Chunking Strategies
Fixed-size, recursive, semantic, and document-aware chunking strategies. How chunk size affects retrieval quality, and how to choose the right approach for your data.
Quick Reference
- →Fixed-size chunking is simple but breaks semantic boundaries — use only for uniform text
- →RecursiveCharacterTextSplitter is the best default — it respects paragraph and sentence boundaries
- →Semantic chunking uses embeddings to split at meaning boundaries — best quality but slowest
- →Chunk size sweet spot is typically 500-1500 characters (~125-375 tokens) with 10-20% overlap
- →Too-small chunks lose context; too-large chunks add noise — test with your actual queries
- →Always preserve metadata (source, page, heading) through the chunking process
Fixed-Size Chunking
Fixed-size chunking splits text into chunks of exactly N characters (or tokens), regardless of content boundaries.
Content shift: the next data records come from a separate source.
PR #1224, opened 2021-05-09
params_on_build_condition

yan13to:


deivid-rodriguez:
Could you explain what you're trying to achieve and add some tests? Thanks!

yan13to:
Sorry, i made a mistake, its for my project only, need some default values on build condition, so please delete it, i already merged it in my fork. Thank You very much

PR #1226, opened 2021-05-19
allow ransack to treat nulls as always first or last

mollerhoj:
Current sort options are strangely determined by ASC, DESC order. This fix allows to circumvent that, without breaking backwards compatibility.


seanfcarroll:
Thank you for your contribution @mollerhoj

PR #1241, opened 2021-07-06
No need to skip the test because Rails 6.0.4 is out

yahonda:
This commit partially reverts #1171

Rails 6.0.4 has been released including the commit below.
https://github.com/rails/rails/commit/f9ba52477ca288e7effa5f6794ae3df3f4e982bc


seanfcarroll:
Many thanks @yahonda 🎉

PR #1249, opened 2021-09-10
Squeel should no longer be recommended

Schwad:
See background: https://github.com/activerecord-hackery/squeel/pull/428


seanfcarroll (commented):
@Schwad thanks for the PR, I also removed the reference to Metasearch.

PR #1255, opened 2021-10-06
Added support for matches_regexp

lloydwatkin:
This is a commit from our old fork, it adds regular expression support to `ransack`.

Dropping it here so the contribution isn't lost. I'll try and look into making all the necessary changes soon - original change on our fork wasn't by myself.


scarroll32:
Looks like a great contribution @lloydwatkin, but can you fix the specs?

Could you also add some new specs to test the regex?

scarroll32:
> [!NOTE]

Thanks @lloydwatkin for dropping this here so it wasn't lost — closing it, since it isn't mergeable in its current form and you'd flagged as much yourself.

As it stands the change only adds `'matches_regexp'` to the list of Arel predicate names; nothing registers a Ransack predicate for it, so `name_matches_regexp` isn't recognised. The accompanying spec exercises a different name (`name_matches_regex`) and asserts `LIKE` / `REGEX` SQL that no adapter produces. It fails against `main`.

A real implementation is worth having, but it's adapter-specific in a way the rest of Ransack isn't: Arel's `matches_regexp` renders `~` on PostgreSQL and `REGEXP` on MySQL, and SQLite has no `REGEXP` function unless the application registers one. It would need a predicate registered via `add_predicate` (plus `does_not_match_regexp` and the case-insensitive variants), per-adapter SQL expectations on the PostgreSQL and MySQL CI legs, an explicit stance on SQLite, and docs in Search Matchers. If anyone wants to pick that up, a fresh PR against current `main` is the place — there's no open issue for it, so feel free to open one to gauge interest first.

PR #1113, opened 2020-04-03
Polyamorous module

varyonic:
Resumes #1105  Closes #1099  Fixes #1081 ?

PR #1275, opened 2022-03-04
Fix issue with self joins and includes

### LINKED ISSUE #1271: Joins problem
Please execute below test script. Agent account of account record should be nil but it's not. And the SQL use trade_accounts_accounts table name twice. `"trade_accounts_accounts"."id" AS t1_r0` and `"trade_accounts_accounts"."id" AS t2_r0`

```ruby
SQL (0.3ms)  SELECT "accounts"."id" AS t0_r0, "accounts"."agent_account_id" AS t0_r1, "accounts"."trade_account_id" AS t0_r2, "trade_accounts_accounts"."id" AS t1_r0, "trade_accounts_accounts"."agent_account_id" AS t1_r1, "trade_accounts_accounts"."trade_account_id" AS t1_r2, "trade_accounts_accounts"."id" AS t2_r0, "trade_accounts_accounts"."agent_account_id" AS t2_r1, "trade_accounts_accounts"."trade_account_id" AS t2_r2 FROM "accounts" INNER JOIN "accounts" "trade_accounts_accounts" ON "trade_accounts_accounts"."id" = "accounts"."trade_account_id" ORDER BY "accounts"."id" ASC LIMIT ?  [["LIMIT", 1]]
```

ruby version: 3.0.2

```ruby
# frozen_string_literal: true

require "bundler/inline"

gemfile(true) do
  source "https://rubygems.org"

  # Activate the gem you are reporting the issue against.
  gem "rails", "6.1.4.6"
  gem "sqlite3"
  gem "ransack", "~> 2.5", require: false
end

require "active_record"
require "minitest/autorun"
require "logger"
require "ransack"

# This connection will do for database-independent bug reports.
ActiveRecord::Base.establish_connection(adapter: "sqlite3", database: ":memory:")

  create_table :accounts, force: true do |t|
    t.belongs_to :agent_account
    t.belongs_to :trade_account
  end
end

class Account < ActiveRecord::Base
  belongs_to :agent_account, class_name: "Account"
  belongs_to :trade_account, class_name: "Account"
end

class BugTest < Minitest::Test
  def test_joins_with_includes
    trade_account = Account.create!
    Account.create(trade_account: trade_account)

    accounts = Account.joins(:trade_account).includes(:trade_account, :agent_account)
    account = accounts.first

    assert_equal nil, account.agent_account
  end
end

```

deivid-rodriguez:
Our polyamorous monkeypatches were doing too much. Removing our custom equality and letting ActiveRecord figure it out seems to do the trick and fix this.

On some Rails & DB adapters this seems to break a polyamorous spec. However, this spec just tests an implementation detail but it's unclear whether the spec breaking has any actual bad side effect in real like, so I removed it.

Fixes #1271.

### DIFF
--- a/lib/polyamorous/activerecord_5.2_ruby_2/join_association.rb
+++ b/lib/polyamorous/activerecord_5.2_ruby_2/join_association.rb
@@ -16,9 +16,5 @@ module Polyamorous
         super(reflection, children)
       end
     end
-
-    def ==(other)
-      base_klass == other.base_klass
-    end
   end
 end
--- a/lib/polyamorous/activerecord_6.1_ruby_2/join_association.rb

It's the simplest approach and works when your documents are uniform prose without much structure. However, it frequently breaks mid-sentence or mid-paragraph, which destroys semantic coherence and hurts retrieval quality.
Overlap helps preserve context across chunk boundaries, but too much overlap wastes storage and embedding costs. A chunk_overlap of 10-20% of chunk_size is the sweet spot. At 50% overlap you're essentially doubling your storage and embedding costs for diminishing returns.